Overall, the data presented here suggest frailty is better described as a multidimensional concept over time than as a True/False statement. Frailty scales are a proxy of how well the different physiological systems are working, and may be more strongly associated with self-reported frailty than actual performance decline [39, 40]. However, converging metrics suggest there is an underlying relationship that ties those concepts together over time. Whether periodical measuring of functional capacity by itself is enough to identify potentially frail individuals is subject to future research [41].

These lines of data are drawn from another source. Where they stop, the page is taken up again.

PR #93, opened 2024-04-03
Azure OpenAI support: send the auth api key differently

brainlid:
- sends it both ways
- Azure OpenAI requires an "api-key" header
- Standard OpenAI requires auth bearer header
- formatting


brainlid:
Special thanks to @raulchedrese for identifying the minimum required change for adding support.
❤️💛💙💜

brainlid:
Closes #28 if everything checks out.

The main strength of our study is the longitudinal follow up of older people. As residents in an aged care residence, some degree of impairment was present in all individuals. This cohort will benefit from improved frailty identification measures, for preventative and therapeutic measures to reverse frailty. The main limitation of our study is that it is a sub-study of an interventional clinical trial. The intervention may have altered the natural frailty course and introduced biases. To account for biases, we performed the analysis stratified by intervention or control group. While statistical significance was lost, the direction of associations was consistent in both groups. The relatively small sample size reduced the capacity for further stratification, such as by gender and age, and these variables should be included in future studies. The analysis stratified by intervention group can be found in the appendices. Enrolment criteria may also have introduced a bias which limits generalisability. Recruitment was exclusive for aged care residents but excluded participants with low MoCA and high frailty index. Since this is a population unable to live independently, there may be other factor not measured contributing to increased frailty over time. A cap effect in frailty index (both morbidity and function) meant people with higher frailty index (frail) were less likely to become frailer than individuals with low frailty index score (healthier). Finally, some measures might be inadequate as long term measures of patient function and require further studies with more detailed data collection.

Conclusion

The results suggest an interdependence between comorbidities, physical capacity, cognition and activities of daily living in aged care residents. Comprehensive repeated measurement of frailty-related metrics may provide improved understanding of frailty progression at later life stages.